Scientific classification
- Kingdom: Animalia
- Phylum: Arthropoda
- Subphylum: Chelicerata
- Class: Arachnida
- Order: Araneae
- Suborder: Mesothelae Pocock, 1892
- Subdivisions: Liphistiidae Thorell, 1869; †Palaeothele; Possibly other fossils;

= Mesothelae =

Suborder of spiders

The Mesothelae are a suborder of spiders (order Araneae). The division of extant members of the suborder into families has varied. A single extant family Liphistiidae may be accepted, with two subfamilies: Liphistiinae, containing only the genus Liphistius, and Heptathelinae, with seven genera. Alternatively, the two subfamilies may be treated as separate families, Liphistiidae and Heptathelidae. As of November 2025, the World Spider Catalog accepted the single family approach. There are also a number of extinct families.

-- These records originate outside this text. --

PR #1452, opened 2026-08-12
fix(groq,ai21,together,reka): handle tool_calls list in span attributes

### LINKED ISSUE #1438: Bug: groq/ai21/together/reka instrumentors crash (AttributeError) on any tool call because scope._tools is a list, not a dict

Aftabbs:
## Summary

Fixes #1438.

Four instrumentors — `groq`, `ai21`, `together`, and `reka` — crashed
with `AttributeError: 'list' object has no attribute 'get'` on any
response that contained tool calls. The error was silently swallowed by
the outer `except Exception` handler in `common_chat_logic`, so the LLM
call appeared to succeed — but the span was recorded as `ERROR` and
every tool/token/cost attribute was dropped.

**Root cause:** `scope._tools` is assigned the full list returned by
`response["choices"][0]["message"]["tool_calls"]`, but the code then
calls `.get()` on it as if it were a single dict.

The `together` provider had a second bug: the tool-name was accidentally
chained onto the `None` return value of `span.set_attribute` via
`.get("name", "")`, causing `AttributeError: 'NoneType' object has no
attribute 'get'` unconditionally even for a single-item list.

## Fix

Normalise `scope._tools` to a list and zip-extract names, IDs, and
arguments in one pass, then join with `", "` — identical to the pattern
applied to the `cohere`, `openai`, and `mistral` providers in #1002.

`reka` uses different field names (`name`/`id`/`parameters` instead of
`function.name`/`id`/`function.arguments`) and can receive either plain
dicts or SDK objects, so it uses `getattr` fallbacks accordingly.

## Files changed

| File | Change |
|------|--------|
| `sdk/python/src/openlit/instrumentation/groq/utils.py` | fix list-handling in `common_chat_logic` |
| `sdk/python/src/openlit/instrumentation/ai21/utils.py` | same fix |
| `sdk/python/src/openlit/instrumentation/together/utils.py` | same fix + remove chained `.get()` on `set_attribute` return |
| `sdk/python/src/openlit/instrumentation/reka/utils.py` | same fix with Reka-specific field names |
| `sdk/python/tests/test_tool_call_list_attrs.py` | 9 regression tests (new file) |

## Test plan

```
pytest sdk/python/tests/test_tool_call_list_attrs.py -v
```

Expected:
```
PASSED test_groq_single_tool_call_does_not_raise
PASSED test_groq_parallel_tool_calls_are_joined
PASSED test_groq_no_tool_calls_skips_tool_attrs
PASSED test_ai21_single_tool_call_does_not_raise
PASSED test_ai21_parallel_tool_calls_are_joined
PASSED test_together_single_tool_call_does_not_raise
PASSED test_together_parallel_tool_calls_are_joined
PASSED test_reka_single_tool_call_does_not_raise
PASSED test_reka_parallel_tool_calls_are_joined
9 passed
```

All 9 pass locally against the fixed code; all 9 fail against the original code.

## Summary by Sourcery

Handle tool-call lists consistently across Groq, AI21, Together, and Reka instrumentation.

Bug Fixes:
- Prevent Groq, AI21, Together, and Reka instrumentors from failing when responses contain tool-call lists, preserving tool, token, and cost span attributes.
- Capture names, IDs, and arguments from multiple tool calls as comma-separated span attributes across supported providers.

Tests:
- Add regression coverage for single, parallel, missing, and invalid tool-call responses across the affected instrumentors.


AmanAgarwal041:
I verified this PR by checking out the branch and calling the real `process_chat_response` for all four providers with schema-accurate synthetic responses (no live API keys needed), and also ran the added test suite:

- ✅ Fixes the exact crash from the issue for `groq`/`ai21`/`together`/`reka` — single and parallel tool calls no longer raise `AttributeError`, span attributes are set correctly, and the `together`-specific `.get()` chained onto `set_attribute`'s `None` return value is also fixed.
- ✅ Handles the edge case that #1439 misses: when `scope._tools` is a non-empty list but every entry fails the `isinstance(t, dict) and t` filter (e.g. stray `None`/non-dict entries), this PR checks `if filtered_tools` (the post-filter list) rather than the raw `tools` list, so it falls back to `(), (), ()` instead of crashing with `ValueError: not enough values to unpack`. I confirmed #1439's version does crash on this exact input against its branch, while this PR returns `StatusCode.OK` with empty tool attributes.
- ✅ All 10 tests in `sdk/python/tests/test_tool_call_list_attrs.py` (including `test_groq_all_tools_filtered_out_does_not_raise`, which exercises the edge case above) pass against this branch.

Nothing major missing from a correctness standpoint — this is the more robust of the two fixes. A couple of minor nits if you want to polish it further:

This suborder is thought to form the sister group to all other living spiders, and to retain ancestral characters, such as a segmented abdomen with spinnerets in the middle and two pairs of book lungs. Extant members of the Mesothelae are medium to large spiders with eight eyes grouped on a tubercle. They are found only in China, Japan, and southeast Asia. The oldest known Mesothelae spiders are from the Carboniferous, over 300 million years ago.

==Taxonomy==
Reginald Innes Pocock in 1892 was the first to realize that the exceptional characters of the genus Liphistius (the only member of the group then known) meant that it was more different from the remaining spiders than they were among themselves. Accordingly, he proposed dividing spiders into two subgroups, Mesothelae for Liphistius, and Opisthothelae for all other spiders. The names refer to the position of the spinning organs, which are in the middle of the abdomen in Liphistius and nearer the end in all other spiders. In Greek, μέσος (mesos) means "middle", and θήλα (thēla) "teat".

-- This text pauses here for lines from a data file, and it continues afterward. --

PR #1462, opened 2026-08-16
fix(go/anthropic): set prompt-cache token attributes on streamed spans (#1440)

### LINKED ISSUE #1440: Go SDK: streamed Anthropic calls drop cache tokens from total_tokens and from cost

Anai-Guo:
Fixes #1440.

## What's wrong

`Usage` carries three prompt-token counters and the streaming path reads one of them.

`sdk/go/instrumentation/anthropic/streaming.go`, at `message_start`:

```go
}
```

`CacheCreationInputTokens` and `CacheReadInputTokens` are declared right beside `InputTokens` in `types.go:72-73` and are already unmarshalled from the event — they are simply never read, so `grep -i cache streaming.go` finds nothing.

The non-streaming path does record them (`instrumentor.go:202-207`):

```go
if resp.Usage.CacheCreationInputTokens > 0 {
    semconv.SetIntAttribute(span, semconv.GenAIUsagePromptTokensDetailsCacheWrite, resp.Usage.CacheCreationInputTokens)
}
}
```

So the same Anthropic call emits `gen_ai.usage.prompt_tokens_details.cache_read` / `.cache_write` when it is not streamed, and emits neither when it is.

## The fix

Capture both counters at `message_start` and set the same two attributes the non-streaming path sets, with the same `> 0` guards. +11 lines, one file.

## Scope: no already-published number moves

Issue #1440 also asks whether `total_tokens` and `cost` should grow by the cached amount. This PR deliberately does **not** touch either, because both paths already agree on them:

| | non-streaming (`instrumentor.go`) | streaming (`streaming.go`) |
|---|---|---|
| `total_tokens` | `InputTokens + OutputTokens` (L201) | `inputTokens + outputTokens` (L218) |
| `cost` | `CalculateGlobalCost(model, input, output)` (L102) | `CalculateGlobalCost(model, input, output)` (L220) |

Cache tokens are excluded from the total and from cost in **both** paths, so raising them in the streamed path alone would introduce a new inconsistency rather than remove one. Whether cache tokens should count toward `total_tokens`/`cost` is a cross-path pricing decision that affects every instrumentation and every existing dashboard — happy to follow up on it separately if you want that changed, but it seemed wrong to fold a published-number change into a missing-attribute fix.

The gap this PR closes is unambiguous: two attributes present on one path and absent on the other, from data that is already parsed.

## Notes

- An earlier, broader attempt at #1440 (#1441, which also reworked pricing) was closed by its author; this is the narrow parity-only subset of it.
- No test asserts span attributes anywhere in `sdk/go` today (the instrumentation tests run with `DisableTracing: true` and assert stream content only), so this follows the existing convention rather than introducing a span-recorder harness for one attribute pair. Verified statically instead: both constants exist in `semconv/genai.go:115,118` and `SetIntAttribute(span, string, int)` matches the `int` counters.

## Summary by Sourcery

Align streamed Anthropic usage instrumentation with the non-streaming path by preserving prompt-cache attributes without changing total-token or cost calculations.

Bug Fixes:
- Record prompt-cache read and write token attributes for streamed Anthropic responses, matching non-streaming instrumentation.
- Ensure streaming spans are emitted when usage contains only cache-token counts.

Tests:
- Add streaming instrumentation tests covering cache-token attributes, cache-only usage, and unchanged total-token accounting.


Anai-Guo:
Update on verification — the PR description says this was verified statically only. I've since been able to run the Go toolchain, so here are actual results on this branch (go1.26.5, `sdk/go`):

```
go build ./...   OK
go vet ./...     OK
gofmt -l         clean
go test ./...    ok  sdk/go, anthropic, openai, vllm   (no test files: helpers, semconv)
```

I also ran a throwaway probe (**not** included in the diff, since `sdk/go` has no span-recorder harness) that installs a `tracetest.SpanRecorder` as the global tracer provider and streams a `message_start` carrying both cache counters:

```json
"usage":{"input_tokens":10,"output_tokens":0,
         "cache_creation_input_tokens":1234,"cache_read_input_tokens":5678}
```

| | `cache_read` | `cache_write` | `total_tokens` |
|---|---|---|---|
| upstream `main` | *absent* | *absent* | 12 |
| this branch | 5678 | 1234 | 12 |

So the two attributes go from absent to correct, and `total_tokens` stays 12 (`input 10 + output 2`) on both sides — confirming empirically what the description argues: no already-published number moves. Cost is likewise untouched.

Happy to fold the probe in as a real test if you'd like a span-recorder harness in `sdk/go`; I left it out to keep this a one-file change consistent with the existing tests, which all run with `DisableTracing: true`.

amanagarwal042 (approved):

===Phylogeny and classification===
Pocock divided his Opisthothelae into two groups, which he called Mygalomorphae and Arachnomorphae (now Araneomorphae), implicitly adopting the phylogeny shown below.

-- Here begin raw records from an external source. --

PR #1475, opened 2026-08-18
fix(go/anthropic): propagate cache tokens to streaming spans

### LINKED ISSUE #1440: Go SDK: streamed Anthropic calls drop cache tokens from total_tokens and from cost

Aftabbs:
## Problem

As described in #1440, the Go SDK's streaming path reads only `input_tokens` from the `message_start` SSE event and discards the two cache token fields that Anthropic reports beside it:

```go
// before — only InputTokens was read
}
```

`CacheReadInputTokens` and `CacheCreationInputTokens` are declared right next to `InputTokens` in `types.go`, so the data arrives in the struct and is silently dropped.  This produces three observable gaps in the resulting span:

| Attribute | Streaming (before) | Non-streaming |
|-----------|-------------------|---------------|
| `gen_ai.usage.prompt_tokens_details.cache_read` | absent | set |
| `gen_ai.usage.prompt_tokens_details.cache_write` | absent | set |
| `gen_ai.usage.total_tokens` | short by cached amount | also short (same underlying issue) |

## Fix

Three minimal changes to `streaming.go`:

1. **Declare** `cacheReadInputTokens` and `cacheCreationInputTokens` alongside the existing token variables.
2. **Read** both fields from `event.Message.Usage` in the `message_start` case.
3. **Set** the two cache span attributes behind `> 0` guards, mirroring the non-streaming path in `instrumentor.go` exactly; include both cache counts in `gen_ai.usage.total_tokens`.

### Diff in words

```
- var inputTokens, outputTokens int
+ var inputTokens, outputTokens, cacheReadInputTokens, cacheCreationInputTokens int

+     cacheReadInputTokens = event.Message.Usage.CacheReadInputTokens
+     cacheCreationInputTokens = event.Message.Usage.CacheCreationInputTokens
  }

- semconv.SetIntAttribute(span, semconv.GenAIUsageTotalTokens, inputTokens+outputTokens)
+ semconv.SetIntAttribute(span, semconv.GenAIUsageTotalTokens, inputTokens+outputTokens+cacheReadInputTokens+cacheCreationInputTokens)
+ if cacheCreationInputTokens > 0 {
+     semconv.SetIntAttribute(span, semconv.GenAIUsagePromptTokensDetailsCacheWrite, cacheCreationInputTokens)
+ }
+ if cacheReadInputTokens > 0 {
+     semconv.SetIntAttribute(span, semconv.GenAIUsagePromptTokensDetailsCacheRead, cacheReadInputTokens)
+ }
```

## Note on cost

`CalculateGlobalCost` accepts only `inputTokens, outputTokens`; Anthropic prices cache reads and writes at different rates than regular input, so accurate per-call cache cost would require extending that helper.  That is left for a follow-up to keep this PR small — the total-token count already improves from this change and the cache attributes now appear on streaming spans.

## Test

`TestCreateMessage_Streaming_WithCacheTokens` exercises the streaming path with a `message_start` event that carries `cache_read_input_tokens: 200`, confirming the stream drains without error and content is accumulated correctly.

Closes #1440

## Summary by Sourcery

Propagate cached token usage from Anthropic streaming responses so telemetry matches non-streaming spans.

Bug Fixes:
- Propagate Anthropic cache-read and cache-creation token usage to streaming span attributes and include cached tokens in total usage counts.

Tests:
- Add streaming coverage for cache-token responses, including cache-only usage scenarios.

### DIFF
--- a/sdk/go/instrumentation/anthropic/anthropic_test.go
+++ b/sdk/go/instrumentation/anthropic/anthropic_test.go
@@ -554,3 +554,56 @@ func TestCreateMessage_Streaming_WithCacheTokens(t *testing.T) {
 		t.Errorf("want accumulated content %q, got %q", "Cached", accumulated)
 	}
 }
+
+// TestCreateMessage_Streaming_CacheOnlySpan verifies that span attributes are
+// recorded even when input_tokens=0 and output_tokens=0 but cache_read tokens
+// are present.  Previously the guard `if inputTokens > 0 || outputTokens > 0`
+// skipped the entire usage block, dropping cache-read attributes.
+func TestCreateMessage_Streaming_CacheOnlySpan(t *testing.T) {
+	srv := httptest.NewServer(http.HandlerFunc(func(w http.ResponseWriter, r *http.Request) {
+		w.Header().Set("Content-Type", "text/event-stream")
+		w.Header().Set("Cache-Control", "no-cache")
+		w.WriteHeader(http.StatusOK)
+
+		events := []struct{ event, data string }{
+			// input_tokens=0, output_tokens=0, but cache_read_input_tokens=500.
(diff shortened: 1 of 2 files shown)


amanagarwal042:
closing this in favor of #1462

Pocock's approach was criticized by other arachnologists. Thus in 1923, Alexander Petrunkevitch rejected grouping mygalomorphs and araneomorphs into Opisthothelae, treating Liphistiomorphae (i.e. Mesothelae), Mygalomorphae and Arachnomorphae (Araneomorphae) as three separate groups. Others, such as W. S. Bristowe in 1933, put Liphistiomorphae and Mygalomorphae into one group, called Orthognatha, with Araneomorphae as Labidognatha:

In 1976, Platnick and Gertsch argued for a return to Pocock's classification, drawing on morphological evidence. Subsequent phylogenetic studies based on molecular data have vindicated this view. The accepted classification of spiders is now:

Order Araneae (spiders)
Suborder Mesothelae Pocock, 1892
Suborder Opisthothelae Pocock, 1892
Infraorder Mygalomorphae Pocock, 1892
Infraorder Araneomorphae Smith, 1902 (syn. Arachnomorphae Pocock, 1892)

===Extant taxa===
Initially the Mesothelae consisted of a single family, Liphistiidae. In 1923, the new genus Heptathela was described and placed in a separate tribe within Liphistiidae, Heptatheleae. In 1939, Alexander Petrunkevitch raised the tribe to a separate family, Heptathelidae. In 1985, Robert Raven reunited the two families, a view supported by Xu et al. in 2021, Breitling in 2022, and Sivayyapram et al. in 2024. Other authors have maintained two separate families. As of November 2025, the World Spider Catalog accepted the single family approach.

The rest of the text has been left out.